Spyware Tools from NSO and Intellexa Used in Russian Government Hacks

Google has just revealed that Russian government hackers have been actively using exploits identical or closely similar to those created by spyware makers Intellexa and NSO Group. The significance of this lies in the fact that it emphasizes that exploits developed by commercial spyware vendors present dangers if they fall into the hands of malicious actors, including nation-state hackers. How exactly it was that the Russian government came to possess these exploits is not known, but it all calls into serious question the larger issue of the possible misuse of such tools for espionage and other acts of malice. The hacking group, known as APT29, is commonly linked to Russia’s SVR Foreign Intelligence service.
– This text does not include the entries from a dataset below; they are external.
PR #3138, opened 2020-07-17
interface: show connection status indicator

liam-fitzgerald:
- Shows a connection status indicator in the status bar
- If the reconnection times out and enters the 'Disconnected' state, then the indicator can be clicked to manually reconnect
- Fixes a bug in the reconnect logic where app-specific subscriptions were not re-established.

cc: @urcades 
[demo](https://ewr1.vultrobjects.com/urbit/disconnect.mov)

### DIFF
--- a/pkg/arvo/app/landscape/js/channel.js
+++ b/pkg/arvo/app/landscape/js/channel.js
@@ -9,6 +9,9 @@ class Channel {
     this.onChannelError = (err) => {
       console.error('event source error: ', err);
     };
+    this.onChannelOpen = (e) => {
+      console.log('open', e);
+    };
   }
 
   init() {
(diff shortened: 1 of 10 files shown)


matildepark:
Shh don't tell Galen

liam-fitzgerald:
I've tried this on livenet minus the channel.js change, which is not super critical to the reconnection functionality itself.

urcades:
yeah, this is amazing

galenwp:
Definitely happy to see this. 

Looking at your demo: can we make it obvious that clicking 'Disconnected' will reconnect you? either by changing the copy ('Disconnected - click to try to reconnect' is my off-the-cuff attempt) or at least by making it cursor: pointer on hover?

Thanks!

ohAitch:
Throw in a ⟳ perhaps

liam-fitzgerald:
Screen Shot 2020-07-21 at 10 58 05 am
new disconnect message. w/ `cursor: pointer`

matildepark:
Yeah, let's be more sparse. What you want is a simple call to action: `Reconnect  ⟳` in red.

PR #3139, opened 2020-07-18
glob: Distribute landscape's index.js outside clay

philipcmonk:
As seen on tv: https://www.youtube.com/watch?v=kY3lmbqcXZc

This implements the %glob app, which includes a hash of a directory and downloads the contents from bootstrap.urbit.org.  This is specifically so that landscape can cheaply distribute updates to its javascript, which is 10MB minified.  There's little reason to keep old versions of this around, so storing it in Clay is unnecessary, and takes a lot of memory.

This is a minimum viable implementation that could/should be generalized in many ways, especially:

- Allow convenient registering of additional blobs to download
- Add option to choose where to download blobs from
- Add option to download from an app on another ship instead of over http
- Add option to refer to blob by name instead of hash so you don't have to update the source to get an update.  Possibly this should only be used when downloading from another ship; otherwise you have to worry about separately signing the update.

To update the JS for release, you should copy it into `app/landscape/js/index.js` of a running fakezod and run `:glob|make`.  This will put a `glob-0v*.glob` file in .urb/put, which should be uploaded to bootstrap.urbit.org (without changing the name, which is a hash of its contents).  Then, you must update +hash at the top of `app/glob.hoon` with the hash in the filename.

For development, #3126 means you don't touch this at all.  Simply `cd pkg/interface; npm install; npm run start` and navigate to localhost:9000.


philipcmonk:
Right now I've got it set up to automatically use this for index.js only, but it would be pretty straightforward to use it for everything in app/landscape.  Do you think that's better?  About 98% of the space is in the js file.

Yes, `:glob|make` takes what's in your app/landscape/js/index.js and serializes it into a glob in .urb/put.  Possibly it would be useful to let that take a path argument to make globs out of arbitrary directories.

Couple more things:

- `:glob %kick` restarts the download, which is useful in testing but shouldn't be needed.  If the download fails or gets stuck, glob will retry after 30 minutes.

- For reference, on my machine when you kick off the download it takes a few seconds to download in the background and then about 1 second of <<http>> processing.

ohAitch:
"The urbit frontend binary is so big it doesn't fit in the urbit
filesystem" certainly is a place to have ended up in.

What size are the actual byte diffs between the blobs? Could a
https://bup.github.io / rsync style rolling-hash splitter be used to
recover some sanity, assuming the vast majority of the 10Mb are
dependencies that the vast majority of the time are unchanged? (And if we
can get the diff/patch logic to pointer-unify matching atom chunks in the
resulting ropelike structure)

matildepark:
> "The urbit frontend binary is so big it doesn't fit in the urbit filesystem" certainly is a place to have ended up in.

It was actually a lot bigger before the SPA branch — it's one 10mb blob instead of 4+ of them. But we're at the point now where it isn't Ford + OTAs bailing ships, it's the rapidly-updating, versioned-with-back-end, immediately-disposable blob pinning everyone's ship to kelvin 200 before it bursts the loom.

Clay isn't suitable for large object storage at the moment. Thus the s3-store. Maybe in the future it will be — at the moment what comes first is user experience in the short to mid-term: performance, stability. And we keep the door open for those iterations as we go ...

> What size are the actual byte diffs between the blobs? 

I believe @philipcmonk had a rationale against diffing JS but can't recall.

ohAitch:
One could also go for "implement enough of a wasm interpreter in hoon to ship duktape and run all the js compiler/linker tooling from source locally", but that seems less practical along a number of fronts. Conversely this PR is imminently \~practical~, at the cost of introducing a post-boot dependency on "bootstrap".urbit.org and generally running from the sign that something is fundamentally architecturally broken when your general-purpose file system can't store large files - specific files you actually want to use even!

ohAitch:
Hm
The term "large object store" generally does not refer to objects that probably fit in your laptop processor's L3 cache. Like, offloading a 5GB video to S3 because that legitimately occupies a percent of your local disk - sure, reasonable! But the sizes urbit is struggling with here are incredibly tiny; yes, even if you publish thirty revisions of the thing.

I understand the like, 31-bit address space constraints the current implementation is working under(after all with this PR the "disposable" blobs still end up permanently in your event log, that just doesn't cause anything the slightest problem). But to me keeping the door open would look like some workaround keeping distribution and storage fundamentally within the system, not achieving stability by undermining core value propositions like "independent network".

philipcmonk:
I haven't looked closely at what changes in the result of compiling/minifying a bunch of js -- it wouldn't surprise me if small changes in the source cause large changes in the minified js by eg shifting all the gensym'd names.  I do suspect that compression algorithms could be devised to reduce the size significantly further -- even gzip would probably help a lot.

> One could also go for "implement enough of a wasm interpreter in hoon to ship duktape and run all the js compiler/linker tooling from source locally", but that seems less practical along a number of fronts. 

That is the correct answer, and that's not practical for now.

> Conversely this PR is imminently ~practical~, at the cost of introducing a post-boot dependency on "bootstrap".urbit.org and generally running from the sign that something is fundamentally architecturally broken when your general-purpose file system can't store large files - specific files you actually want to use even!

> The term "large object store" generally does not refer to objects that probably fit in your laptop processor's L3 cache.

It literally does, though.  We pulled the pills out of git back when they were only 1MB.  We used a hand-rolled file store, but nowadays we use the Git Large File Store.  I believe it was a mistake to call Clay a filesystem since that implies it's the place to put all your data.  "The purpose of a system is what it does" and all that.  And of course, you don't actually want to store every version of your compiled JS client, just like you don't actually want to download every pill that has existed.

Other than trying to heuristically compress compiled data, the only in-Clay solution I can imagine is tombstoning commits or files, which we'll want at some point, but if you're *not* keeping the history or doing semantic merges, why should it be in Clay?  I don't think we should focus on adding features to Clay to support keeping compiled binaries in it, since that's so far from its normal use, and we shouldn't be doing that anyway.

> But to me keeping the door open would look like some workaround keeping distribution and storage fundamentally within the system, not achieving stability by undermining core value propositions like "independent network".

I don't see it as undermining independence.  The hash comes from Clay from Ames (hence signed by your sponsor), so it doesn't much matter where the bits come from.  It'll be easy to send this app-to-app over Ames -- would that satisfy your "independent network" criteria?

ohAitch:
> I haven't looked closely at what changes in the result of compiling/minifying a bunch of js -- it wouldn't surprise me if small changes in the source cause large changes in the minified js by eg shifting all the gensym'd names. I do suspect that compression algorithms could be devised to reduce the size significantly further -- even gzip would probably help a lot.

I expect some fairly straightforward build step determinism tweaks could help on that front. For one thing, [conventional wisdom](https://medium.com/hackernoon/the-100-correct-way-to-split-your-chunks-with-webpack-f8a9df5b7758) is to split a bundle.vendor.js and bundle.main.js - though aimed at reuse of browser caches than lightening the load of updating your webserver, exactly.

(Similarly it would certainly be possible to throw some padding into pills so that when jam'd they come out as mostly plaintext and don't shift around by unaligned numbers of bits all the time, but that ship has perhaps sailed. And those do have a fundamentally binary nock portion.)

> > The term "large object store" generally does not refer to objects that probably fit in your laptop processor's L3 cache.
> 
> It literally does, though. We pulled the pills out of git back when they were only 1MB. We used a hand-rolled file store, but nowadays we use the Git Large File Store.

You may recall I objected strenuously to that move also :)
Servers owned by Microsoft are worse than cashix or the bootstrap S3 bucket are worse than something actually distributed(nb. we do not have a compelling example of something actually distributed.) But also ultimately the bootstrapping process has to involve a measure of existing infrastructure, it's much less a concern than everything after the first `ovo` hits the deck.

> I believe it was a mistake to call Clay a filesystem since that implies it's the place to put all your data. "The purpose of a system is what it does" and all that. And of course, you don't actually want to store every version of your compiled JS client, just like you don't actually want to download every pill that has existed.

Truly it was a mistake because it produces the impression that urbit is an OS with a filesystem, if we're really talking user experiences.
> 
> Other than trying to heuristically compress compiled data, the only in-Clay solution I can imagine is tombstoning commits or files, which we'll want at some point, but if you're _not_ keeping the history or doing semantic merges, why should it be in Clay? I don't think we should focus on adding features to Clay to support keeping compiled binaries in it, since that's so far from its normal use, and we shouldn't be doing that anyway.

Fundamentally this raises the question "where then do you keep your files". The PR presents one answer: ad-hoc as variables, single level store means you won't lose them, and indexing/navigability who needs that?
I can see a future where there's a [fossil(4)](https://9fans.github.io/plan9port/man/man4/fossil.html) to clay's [venti(7)](https://9fans.github.io/plan9port/man/man7/venti.html), perhaps entire desks only accessible by the current time. Doesn't have quite the ring of "typed revision-controlled globally referentially-transparent filesystem" though.
>
> I don't see it as undermining independence. The hash comes from Clay from Ames (hence signed by your sponsor), so it doesn't much matter where the bits come from. It'll be easy to send this app-to-app over Ames -- would that satisfy your "independent network" criteria?

It would, yes. Integrity is far from than nothing, but availability is also kind of important - I believe before this change you can run urbit with TCP fire-walled off after boot, possibly with a local ETH proxy? Without reliance on centralized Tlon servers to receive software updates, at any rate.

Of course trying to do this robustly runs the risk of reimplementing 5-10% of (the clay part of) clay in userspace, but at worst this is an opportunity to reflect on the inelegance of your solutions, with the bits as you say staying available within the system.

philipcmonk:
Alright, I tested this on a localhost copy of ~wicdev and it worked fine.  I'm comfortable deploying this after review.

> I can see a future where there's a fossil(4) to clay's venti(7)

Thanks for the reference, I hadn't seen venti before, and I haven't looked closely enough at fossil.

matildepark:
Let's do this!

This is part of a fairly well-documented history of APT29 cyber espionage campaigns against high-profile organizations, including technology titans such as Microsoft and SolarWinds, among others, and numerous foreign governments. This is part of a campaign with some similarity to earlier ones that have been linked to APT29, which has involved the implantation of exploit code within websites belonging to the Mongolian government. Visitors to the infected websites, including those related to foreign and military affairs, between November 2023 and July 2024 ran the risk of having their devices compromised and their data being stolen in what is referred to as a “watering hole” attack. The vulnerabilities exploited in this campaign had already been addressed in updates for the Safari browser on iPhones and Google Chrome on Android devices.

There are still unpatched devices, suggesting the existence of a threat from out-of-date software. In this regard, with relation to iPhones and iPads, attacks were executed through Safari in the stealing of user cookies that could later be used to access their email accounts with the Mongolian government. Android users are exposed to a dual-exploit attack that is meant to steal Chrome browser cookies to support a similar unauthorized access. Google’s Threat Analysis Group (TAG), led by security researcher Clement Lecigne, identified a strong link between the exploit code used in this campaign and that previously observed in a 2021 operation by APT29.

This link has provoked Google to attribute the attack to that single group, raising suspicion that even the exploit code came from sources linked with Intellexa and NSO Group. What gives him pause is not so much the reuse of such advanced exploit code, but how those tools were acquired in the first place—whether by purchase, theft, or some other method. After all, technologies by NSO Group and Intellexa are typically sold to vetted government agencies only. To this day, Lecigne is clueless as to how Russian hackers could have possibly purchased the use of these exploits, although he outlines several theories—ranging from the potential that the code had been purchased post-patch to the possibility of having been stolen from another customer.

NSO Group, responding to inquiries about the case, would neither confirm selling their products to Russia nor detail which government entities it contracts with. However, the incident underscores the risks involved in using such powerful cyber tools. In response to this, Google said it’s time for its users to promptly patch the software to avoid being victims of similar attack. They also said that iPhone and iPad users with Lockdown Mode turned on were not vulnerable to the attack, regardless of whether they were running the software versions that contained the exploit.